There is one more concern worth mentioning. Botox injections target specific muscles, whereas Argireline (if it indeed works) is likely to relax most of your face. And while Argireline may reduce wrinkles, it may also, in theory, increase facial sag because the neurotransmitters whose release Argireline inhibits, help maintain facial firmness. Notably, a popular firming skin care ingredient DMAE firms by stimulating the release of neurotransmitters and increasing facial tension, i.e. by producing roughly the opposite effect to Argireline. Whether Argireline may indeed contribute to facial sag has not been studied. Until more is known, people prone to facial sag should approach Argireline with caution and monitor their facial firmness while on it.

Wednesday, September 19, 2007

Emerge Skin Care

Since I'm going to be 36 this coming October, I've started looking into skin care products not only for my face but for all over too. There are so many out there that I just don't know which ones to try. I've even asked friends which ones they use and then tried them. But because everyone's skin types are different, it doesn't always work for me like it would on someone else. So I gave up for a while until I came across Emerge Skin Care Inc.. Their products are natural and free from synthetic chemicals, fragrances and preservatives. I have very oily skin, so I need a product like that. Their products have also been formulated, tested and used by some leading physicians around the world.
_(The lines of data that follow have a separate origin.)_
PR #4916, opened 2026-07-22
fix(runner): version generated cell identities by pattern

mathpirate:
## Why

Compiler-generated causes such as `{ $generated: 0 }` are only meaningful within one pattern artifact, but their durable cell IDs were derived from only the result cell and generated ordinal. Two pattern versions could therefore mint the same internal-cell IDs for semantically different graph positions.

When old and new graphs overlap during an upgrade, they can repeatedly write different values to those shared entities. This creates unnecessary revisions, storage work, synchronization traffic, and client updates.

## What

- Associate compiler-generated internal-cell descriptors with their pattern's content-addressed `{ identity, symbol }`.
- Include that pattern identity in the generated cell's hash preimage.
- Record and match the pattern identity in the internal-cell manifest so an upgraded generated cell is initialized under its new ID.
- Preserve the existing identity behavior for explicitly named/manual cells so intentional durable state survives pattern upgrades.
- Carry generated-cell identity metadata across builder-derived pattern copies and cold rehydration.
- Update the live storage and cell-identity specifications.

## Impact

A pattern upgrade now rotates compiler-generated internal-cell IDs once instead of allowing old and new graphs to contend on the same entities. Explicitly named cells remain stable.

This PR addresses the identity collision itself. Immediate cancellation of an old graph during an asynchronous pattern load and server-side producer fencing remain separate follow-up defenses.

## Testing

- `deno task check`
- `deno task check-docs` — 519 checked code blocks
- Focused runner, generated-cell, computed-cell, map identity, cross-space reload, owned-cell resume, and rehydration safety suites — 150 steps passed

---
<a href="https://app.blacksmith.sh/commontoolsinc/codesmith/labs/pr/4916"><picture><source media="(prefers-color-scheme: dark)" srcset="https://pr-comments-assets.blacksmith.sh/codesmith/view-with-codesmith-dark-v2.svg"><source media="(prefers-color-scheme: light)" srcset="https://pr-comments-assets.blacksmith.sh/codesmith/view-with-codesmith-light-v2.svg">View with Codesmith</picture></a> <a href="https://backend.blacksmith.sh/track/enable-autofix?expires=1787344428&installation_model_id=428580&pr_number=4916&repository=commontoolsinc%2Flabs&return_to=https%3A%2F%2Fgithub.com%2Fcommontoolsinc%2Flabs%2Fpull%2F4916&signature=42a6e0c9dfb6d294e78de501aa6f50415810a34748ec9b2ba2533376b092912b"><picture><source media="(prefers-color-scheme: dark)" srcset="https://pr-comments-assets.blacksmith.sh/codesmith/autofix-with-codesmith-dark.svg"><source media="(prefers-color-scheme: light)" srcset="https://pr-comments-assets.blacksmith.sh/codesmith/autofix-with-codesmith-light.svg">Autofix with Codesmith</picture></a>

---
## Summary by cubic
Namespaces compiler-generated internal-cell IDs by the owning pattern’s `{ identity, symbol }` to stop cross-version collisions and churn. Named/manual cell IDs stay stable; legacy generated IDs remain until a real pattern update, and updates now stage setup atomically with the pointer.

- **Bug Fixes**
  - Generated identity: add `patternIdentity` to hashing and manifest matching for generated causes; keep legacy generated entries without it while the piece still points at the same artifact; propagate through derived copies and rehydrate.
  - Atomic updates: run replacement setup in the same compare-and-swap as the pointer; commit manifest, defaults, backlinks, schemas, and projection together; rejected setup leaves the pointer and running graph unchanged.
  - Resume hardening: pre-sync result cells; resolve child outputs in a read-only txn; deduplicate shared child results; ignore children with no outputs; lazily associate generated descriptors for nested pattern copies.
  - Legacy cold-start repair: retain one-shot repair for pointer-only docs from older runtimes; failed repair surfaces the original start error without further mutations.

<sup>Written for commit 9e29077b0e7c1b427c757d3658486b5f9a95e4bb. Summary will update on new commits.</sup>

<a href="https://cubic.dev/pr/commontoolsinc/labs/pull/4916?utm_source=github" target="_blank" rel="noopener noreferrer" data-no-image-dialog="true"><picture><source media="(prefers-color-scheme: dark)" srcset="https://www.cubic.dev/buttons/review-in-cubic-dark.svg"><source media="(prefers-color-scheme: light)" srcset="https://www.cubic.dev/buttons/review-in-cubic-light.svg">Review in cubic</picture></a>

### DIFF
--- a/docs/specs/computed-cell-identity.md
+++ b/docs/specs/computed-cell-identity.md
@@ -119,6 +119,31 @@ Generated entries record and match their `patternIdentity` in addition to
 partial cause and kind; named entries continue to match by partial cause and kind
 (`packages/runner/src/runner.ts`, `materializeDerivedInternalCells`).
 
+There is one rollout compatibility rule. A piece materialized before generated
+causes were versioned has generated manifest entries with no
+`patternIdentity`. While that piece still points at the same pattern artifact,
+the runner continues to use its legacy ids instead of resetting it merely
+because the runtime changed. The next real pattern update atomically
+materializes pattern-versioned cells and moves the result projection to them.
+Old documents are not deleted; once no current manifest or projection names
+them, they are orphaned historical data.
+
+The transformer emits stable `.for(...)` causes for many authored declarations
+and result paths, but not for every reactive value. Dynamic computed properties,
+some callback-created values, and direct child-pattern calls can still fall
+through to `$generated`. Most observed examples are replayable UI
+intermediates or streams, but this is not a semantic guarantee: an untagged
+non-replayable builtin result can also be generated, and named state below a
+generated child-pattern result inherits that generated ancestor's churn.
+Durable state survives an update only when its complete identity ancestry is
+stable.
+
+Pattern-versioned identity is a runtime format change. A client that predates
+it cannot derive the new ids after an update. Automatic updates therefore need
+a coordinated runtime rollout: unchanged legacy pieces remain compatible, but
+an old client must not keep executing a piece after a newer client has moved
+that piece to a pattern-versioned generated graph.
+
 ### Transaction provenance
 
 The runner already distinguishes recompute transactions from event-handler
--- a/docs/specs/computed-cell-identity.md
+++ b/docs/specs/computed-cell-identity.md
@@ -85,15 +85,23 @@ changes, and only for entities whose ids carry the computed scheme.
 
 ### Internal cell identity
 
-The pattern builder assigns each internal root cell a `partialCause` —
-the cell's declared name, or an anonymous `{ $generated: N }` counter, with
+The pattern builder assigns each internal root cell a `partialCause` — the
+cell's declared name, or an anonymous `{ $generated: N }` counter, with
 `$kind: "stream"` mixed in for stream cells
-(`packages/runner/src/builder/pattern.ts`). At instantiation the runner
-mints the entity id from the piece's result cell and that partial cause:
+(`packages/runner/src/builder/pattern.ts`). Generated counters are local to one
+compiled pattern, so at instantiation the runner namespaces generated causes by
+the pattern's content-addressed `{ identity, symbol }`. Explicitly named causes
+remain unversioned so deliberate durable state survives pattern upgrades:
 
 ```ts
 // Shown for illustration only.
-createRef({}, { parent, type: "internal", cause: descriptor.partialCause })
+createRef({}, {
+  parent,
+  type: "internal",
+  cause: generated
+    ? { patternIdentity, partialCause: descriptor.partialCause }
+    : descriptor.partialCause,
+})
 ```
 
 (`packages/runner/src/link-utils.ts`, `getDerivedInternalCellLink`). The
@@ -106,8 +114,9 @@ a single chokepoint (`packages/data-model/src/value-hash.ts`). The URI layer
 (`packages/runner/src/uri-utils.ts`, `toURI`/`fromURI`) prefixes an entity
 scheme onto the tagged hash — historically always `of:`.
 
-The manifest of materialized internal cells is stored in result-cell
-metadata and matched by partial cause plus kind
+The manifest of materialized internal cells is stored in result-cell metadata.
+Generated entries record and match their `patternIdentity` in addition to
+partial cause and kind; named entries continue to match by partial cause and kind
 (`packages/runner/src/runner.ts`, `materializeDerivedInternalCells`).
 
 ### Transaction provenance
@@ -422,13 +431,13 @@ contents are meaningless under the new kind, and the manifest's
 partial-cause matching materializes the new cell and drops the stale entry
 naturally.
 
-Internal-cell identity is already refactor-fragile — anonymous cells re-mint
-on reorder via the `$generated` counter, named cells on rename — so kind
+Internal-cell identity is already refactor-fragile — generated cells re-mint on
+every pattern identity change, while named cells re-mint on rename — so kind
 flips add a trigger to an existing hazard class (durable cross-piece links
-pointing at an orphaned entity), not a new class. The flipped classifier
-polarity widens the set of cells that flip when a pattern edit adds or
-removes a disqualifier (e.g. introducing a writable handler capture of a
-previously computed cell), which is the same hazard at higher frequency.
+pointing at an orphaned entity), not a new class. The flipped classifier polarity
+widens the set of cells that flip when a pattern edit adds or removes a
+disqualifier (e.g. introducing a writable handler capture of a previously
+computed cell), which is the same hazard at higher frequency.
 
 ### Trust model
 
--- a/docs/specs/computed-cell-identity.md
+++ b/docs/specs/computed-cell-identity.md
@@ -85,15 +85,23 @@ changes, and only for entities whose ids carry the computed scheme.
 
 ### Internal cell identity
 
-The pattern builder assigns each internal root cell a `partialCause` —
-the cell's declared name, or an anonymous `{ $generated: N }` counter, with
+The pattern builder assigns each internal root cell a `partialCause` — the
+cell's declared name, or an anonymous `{ $generated: N }` counter, with
 `$kind: "stream"` mixed in for stream cells
-(`packages/runner/src/builder/pattern.ts`). At instantiation the runner
-mints the entity id from the piece's result cell and that partial cause:
+(`packages/runner/src/builder/pattern.ts`). Generated counters are local to one
+compiled pattern, so at instantiation the runner namespaces generated causes by
+the pattern's content-addressed `{ identity, symbol }`. Explicitly named causes
+remain unversioned so deliberate durable state survives pattern upgrades:
 
 ```ts
 // Shown for illustration only.
-createRef({}, { parent, type: "internal", cause: descriptor.partialCause })
+createRef({}, {
+  parent,
+  type: "internal",
+  cause: generated
+    ? { patternIdentity, partialCause: descriptor.partialCause }
+    : descriptor.partialCause,
+})
 ```
 
 (`packages/runner/src/link-utils.ts`, `getDerivedInternalCellLink`). The
@@ -106,8 +114,9 @@ a single chokepoint (`packages/data-model/src/value-hash.ts`). The URI layer
 (`packages/runner/src/uri-utils.ts`, `toURI`/`fromURI`) prefixes an entity
 scheme onto the tagged hash — historically always `of:`.
 
-The manifest of materialized internal cells is stored in result-cell
-metadata and matched by partial cause plus kind
+The manifest of materialized internal cells is stored in result-cell metadata.
+Generated entries record and match their `patternIdentity` in addition to
+partial cause and kind; named entries continue to match by partial cause and kind
 (`packages/runner/src/runner.ts`, `materializeDerivedInternalCells`).
 
 ### Transaction provenance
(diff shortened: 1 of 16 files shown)


seefeldb (approved):
looks fine, but in practice i think it means that any data for which the transformer didn't generate a .for will be lost on update. that's probably all just interim computeds, so not an issue, but worth noting.

willkelly:
## Matched Topics diagnostics result

_Agent-authored investigation using the diagnostics introduced in #4950._

I ran the deterministic `--profile=conflicts` workload against clean worktrees at the exact commits for this PR, with the same diagnostics changes overlaid on both sides:

- base: `93f97e5682611f040f7b4b59fcf8a0654d4cb084`
- head: `32287d3424a21face84d6ff900d4668034bff1b3`
- 3 runs per side, alternating base/head to reduce temporal bias
- fixed topology: 2 topics, 2 users, 2 sessions per user, 10 ms delayed frames, 4 root-oscillation rounds

### Deterministic results

All six runs were identical on the behavior-level invariants:

- 16 submitted / 8 accepted / 8 rejected
- two-step repeat ratio: 1
- final convergence: true
- no dropped or terminally failed workload operations

This is useful negative evidence: the PR does not introduce a deterministic regression in this steady-state contention profile.

### Observational results

| Signal | Base runs | Head runs | Median change |
| --- | --- | --- | --- |
| Workload phase elapsed | 1503–1655 ms (median 1578) | 1429–1633 ms (median 1570) | head -0.55% |
| Total elapsed | 5768–6288 ms (median 5989) | 6047–6233 ms (median 6121) | head +2.20% |
| Workload-phase memory conflicts | 30–33 (median 31) | 24–36 (median 25) | head -19.35% |

The conflict median moves in the favorable direction, but the ranges overlap and the head also produced the worst conflict outlier (36). Phase timing is effectively flat, while total timing moves slightly the other way. With three runs per side and this amount of overlap, I would treat these as noisy observations rather than a demonstrated performance change.

The focused tests also pass on the PR head:

- `deno test --frozen -A packages/runner/test/runner.test.ts packages/runner/test/derived-copy-identity.test.ts`

### Conclusion and scope

This workload exercises steady-state multi-runtime contention after startup. It does **not** perform a pattern upgrade, so it cannot directly observe the old/new generated-cell identity overlap that this PR is intended to reduce. The evidence therefore neither proves nor disproves the upgrade-specific performance claim. It shows no deterministic steady-state regression and gives a weak, inconclusive favorable conflict signal.

A conclusive follow-up needs an upgrade-specific workload: start active sessions on version N, upgrade to N+1 while writes continue, then measure old/new graph overlap, dirty/pending scheduler state, transaction conflicts, and convergence over the upgrade window. #4950 provides the aggregate telemetry and event-driven barriers needed for that next experiment.

willkelly:
## Upgrade-specific matched base/head identity result

Follow-up to the matched Topics diagnostics above: this run exercises the active-session pattern-upgrade path directly.

### Method

- Measured base `93f97e5682611f040f7b4b59fcf8a0654d4cb084` and head `32287d3424a21face84d6ff900d4668034bff1b3`.
- Used the same staged diagnostics overlay and a byte-identical six-file experiment patch in both worktrees.
- Kept two worker-isolated sessions active while session 0 applied the v1 → v2 pattern identity transition.
- The fixture isolates one top-level transformer-generated `$generated` cell from explicitly named/manual state, including a durable probe seeded with a private sentinel.

### Result

| Observation | Base | Head |
|---|---:|---:|
| observed generated-cell identity overlap | 2/2 active sessions | 0/2 active sessions |
| named/manual identity overlap | 6/6 | 6/6 |
| durable sentinel preserved | yes | yes |
| same Runtime / PiecesController / PieceController | yes | yes |
| identity transitions observed | 2/2 | 2/2 |
| post-settle dirty / pending | 0 / 0 | 0 / 0 |

Both sides converged and showed the same expected single conflict/revert during the shared upgrade. Reports were aggregate-only and contained no IDs, DIDs, URLs, or sentinel value.

Under this controlled workload, the base→head delta changes the tested top-level generated child from retaining identity across upgrade to receiving a new identity, while explicitly named durable identities and state remain stable. This supports the PRs stated upgrade semantics; it is not a general performance claim and does not by itself prove every pattern shape, old-graph cancellation, or server-side producer fencing.

The PR has since advanced beyond the measured refs (currently base `0f9150b`, head `d2947c1`), so the observation is pinned to the exact SHAs above.

_Experiment run by Hephaestus (OpenAI GPT-5.6 Sol), on behalf of @wkelly._

mathpirate:
## Rigor-pass findings and follow-ups

I did an adversarial review of the generated-cell identity change, including tracing the transformer’s `.for(...)` emission, the builder/runner identity path, live pattern updates, pre-PR storage compatibility, and cold nested resume behavior. The current branch includes the hardening described below.

### Interpreting the `.for` concern

Berni’s observation is correct: this PR matters specifically for internal cells that the transformer/builder has not given a stable authored cause via `.for(...)`.

Conceptually, the old identities were:

```text
named:      hash(piece, "stable-cause")
generated:  hash(piece, { $generated: 0 })
```

A generated ordinal is meaningful only within one compiled pattern. Pattern N’s `$generated: 0` and pattern N+1’s `$generated: 0` can represent unrelated graph positions, yet the old scheme minted the same entity. During an update, old and new graphs could therefore contend on that entity or silently treat old data as belonging to new semantics.

This PR changes only generated identities to include the content-addressed pattern `{ identity, symbol }`:

```text
generated: hash(piece, patternIdentity, { $generated: 0 })
```

Thus a genuine pattern update rotates generated cells instead of aliasing them across versions. “Data won’t transfer” means that the new manifest/projection points at a newly initialized entity; the old document is not deleted, but becomes orphaned historical data once nothing current references it. Named cells retain their existing cross-version behavior.

The transformer already emits `.for(...)` for many declarations and stable result paths, so most generated cells observed in shipped patterns are replayable UI/stream/computed scaffolding. That is directionally reassuring, but it is not a semantic guarantee. Current gaps include some callback-created values, dynamic computed properties, and child-pattern calls. A non-replayable or expensive builtin can be generated (for example, a `generateText(...)` created inside a callback), and named writable state beneath a generated child-pattern result still inherits the generated ancestor’s churn. Durable state therefore requires the *complete identity ancestry* to be stable, not merely a named leaf.

Even if future transformer work eliminates most accidental generated cells, versioning remains the safer fallback: resetting an anonymously identified value is preferable to silently transferring unrelated data between two semantic graph positions.

### Hardening added during this review

1. **Atomic live updates.** The existing `PatternUpdater` changed only `patternIdentity`. With versioned generated IDs, the watcher could instantiate nodes that wrote the new cells while the durable manifest, defaults, backlinks, schemas, and visible result projection still described the old graph. Replacement setup now runs in the same compare-and-swap transaction as the pointer change. Setup-validation or commit failure leaves the old pointer and running graph intact. A compiler-produced `$generated` auto-update regression pins the visible v1 → v2 transition and the changed manifest/link identity.

2. **Pre-PR rollout compatibility.** An unchanged piece materialized by an older runtime has generated manifest entries without `patternIdentity`. Merely upgrading the runtime must not reset it. While the piece still points at that same artifact, the runner recognizes the legacy manifest entry and continues deriving its legacy ID. The first real pattern update materializes the versioned graph atomically. The compatibility lookup is indexed per immutable manifest revision to avoid repeated linear scans on large manifests.

3. **Nested cold-resume correctness.** Generated-descriptor ownership is propagated lazily across copied nested patterns. The resume walk could derive a child’s owned cells before resolving that association or loading the child result metadata, causing it to pre-sync the wrong legacy/versioned IDs. The walk now resolves the artifact association, synchronizes nested result metadata first, then derives child-owned cells; sibling child syncs remain parallel. A scoped nested-callback fixture now exercises a real compiler-generated cause.

4. **Failure and legacy-repair contracts.** Piece-level tests now assert that an incompatible candidate aborts before changing the identity and leaves the old nodes functional. The existing cold-start repair is explicitly retained for split-brain documents already produced by older pointer-only runtimes, including fail-closed retry behavior.

5. **Specs and rollout notes.** The identity, storage, memory, cell, and pattern-update specs now document legacy generated entries, orphan semantics, incomplete `.for` coverage, full-ancestry durability, atomic replacement setup, and the mixed-runtime boundary.

Validation performed:

- full runner: 1,014 tests / 5,420 steps
- final-head focused runner: 12 tests / 121 steps
- piece package: 22 tests / 257 steps
- repository-wide type check
- docs: 518 checked code blocks

### Recommended follow-ups

1. **Expand and measure transformer `.for` coverage.** Audit every remaining `$generated` production site, especially plain/reactive callbacks, dynamic properties, and child-pattern roots. Add fixtures that prove stable causes for cases intended to retain state. Keeping a generated-cause inventory in CI would make regressions visible.

2. **Diagnose risky generated cells.** Warn or fail authoring checks when `$generated` reaches a writable/stateful cell, a non-replayable or externally expensive builtin, or an ancestor of named durable state. Ephemeral UI/computed scaffolding can remain permitted.

3. **Make persistence intent explicit.** Document/encode the rule that durable identity requires a stable full ancestor chain. Where an update intentionally needs to migrate data between changed identities, use an explicit migration/copy mechanism rather than depending on generated ordinal coincidence.

4. **Coordinate the runtime-format rollout.** An older runtime cannot derive the new generated IDs after a newer runtime updates a piece. Unchanged legacy pieces remain compatible, but old clients must not continue executing a piece after it has moved to a versioned generated graph. A runtime/storage capability gate would be stronger than relying solely on deployment coordination.

5. **Complete the overlap defenses already called out by the PR.** Immediate cancellation/fencing of superseded producers and server-side producer fencing remain valuable independently of identity separation.

6. **Eventually reclaim orphaned generated entities.** Rotation intentionally leaves historical documents behind. Once ownership/liveness rules are strong enough, add observability and conservative GC for unreachable generated cells.

ubik2:
Not sure whether it makes sense, but I wonder if we can generate this PatternIdentityRef information in our `factoryFromPattern` call. If so, we could just build it into `nextAnonymousPartialCause`.

willkelly:
### Topics active-upgrade-under-write performance check (corrected)

> This fully supersedes the earlier contents of this comment. The stale-ref/raw-link experiment, steady-state conflict profile, and all intermediate benchmark datasets were excluded after review found they did not measure the PR-specific upgrade window correctly.

**Compared refs**

- Base: `302653a4e6d16e6b901c5c0b60a836ed6c8989e8`
- Head: `d29137b69d103851869e3f9d29f791ab4590056c`
- Pinned runtime: Deno `2.8.1`, `--frozen`
- The six temporary benchmark files were SHA-256-identical on both refs; no dependency or lockfile changes.

**Workload and timing boundary**

- One identity with two worker-isolated active sessions (two tabs).
- Real same-path v1 → v2 `setPattern()` update using the anonymous dynamic-callback shape from the PR regression test: `["slot"].map(() => computed(...))`.
- V2 resolves before measurement. Each session completes a changing warm write before T0.
- At T0, parent-observed one-operation-at-a-time writer chains and the prepared update begin. T1 is `max(setPattern completion, all session identity-transition acknowledgements)`.
- Only writer completions timestamped by the parent inside `[T0,T1]` count toward window throughput. Each session also completes an explicit post-transition write.
- Private convergence checks the actual generated, sentinel, and writer components. The channel is derived inside workers from the aggregate-hidden piece identity; only booleans/cardinalities leave workers.
- Seven balanced interleaved pairs were retained: `B,H / H,B / B,H / H,B / B,H / H,B / B,H`.

**Correctness result — all 14 runs passed**

- Generated causes: `2/2` on both arms.
- Generated links: base `2/2` overlap; head `0/2` overlap, matching the PR contract.
- Explicitly named links: `4/4` overlap on both arms; sentinel value preserved.
- Actual-state convergence and cardinalities matched; dirty/pending nodes, writer drops, writer rejections, and terminal failures were all zero.
- Canonical memory/churn telemetry recorded one base-side storage conflict/rejection and zero head-side conflicts/rejections; every run converged.

| Metric | Base | Head | Head vs base |
|---|---:|---:|---:|
| Upgrade transition, median | `334.410 ms` | `320.770 ms` | `-4.079%` |
| Upgrade transition, range | `301.952–358.852 ms` | `295.286–351.545 ms` | — |
| `setPattern()` call, median | `314.845 ms` | `300.080 ms` | `-4.690%` |
| In-window operations/ms, median | `0.2381` | `0.2463` | `+3.453%` |

Paired head/base primary ratios were:

`1.1244, 0.9225, 0.8897, 1.0322, 1.0248, 0.9725, 0.8830`

**Verdict: noisy/inconclusive; no performance regression was demonstrated.**

The primary arm ranges were below the preregistered 20% stability bound, but pair directions were mixed and crossed the 10% practical threshold in both directions. Therefore this is not evidence of parity or improvement. Throughput is descriptive only because its run-to-run ranges were high (`90.9%` base, `63.0%` head).

**Scope:** this covers one user with two active sessions and the dynamic-callback upgrade shape targeted by #4916. It does not generalize to multi-user or higher-fanout contention, benchmark unchanged legacy-manifest rehydration, or prove old-producer cancellation/fencing.

mathpirate:
Closing this in favor of pursuing the line of work begun in https://github.com/commonfabric/labs/pull/7846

These physicians have used the products to treat skin related problems. Emerge Skin Care products are based on the medical knowledge of how substances interact and how they can affect the skin.
I was looking around their web site and am really interested in their sun care products. Skin cancer is big on my dad's side of the family and being I have fair, freckled skin, I need to really watch it. I have spots on my face right now that I'm a bit worried about. I also looked at their anti-aging products and think I'm going to try some. I really need the eye cream. I'm getting crows feet (is that what those wrinkles around the eye are called?). I also saw they have some mens skin care products too. Sean works outside in the sun all day and I'm always on him to start using sunblock and lotion. Maybe if I just buy it for him he'll use it! What I like too about the site is that you can get some mini free samples of some of their products such as Emerge eye firming gel, the Emerge intensive hydrating serum, the moisturizing protection SPF 30 and the Emerge therapeutic acne moisturizer all for .01 cent each! That's awesome that they let you try those out first before buying the bigger bottles and bigger quantities.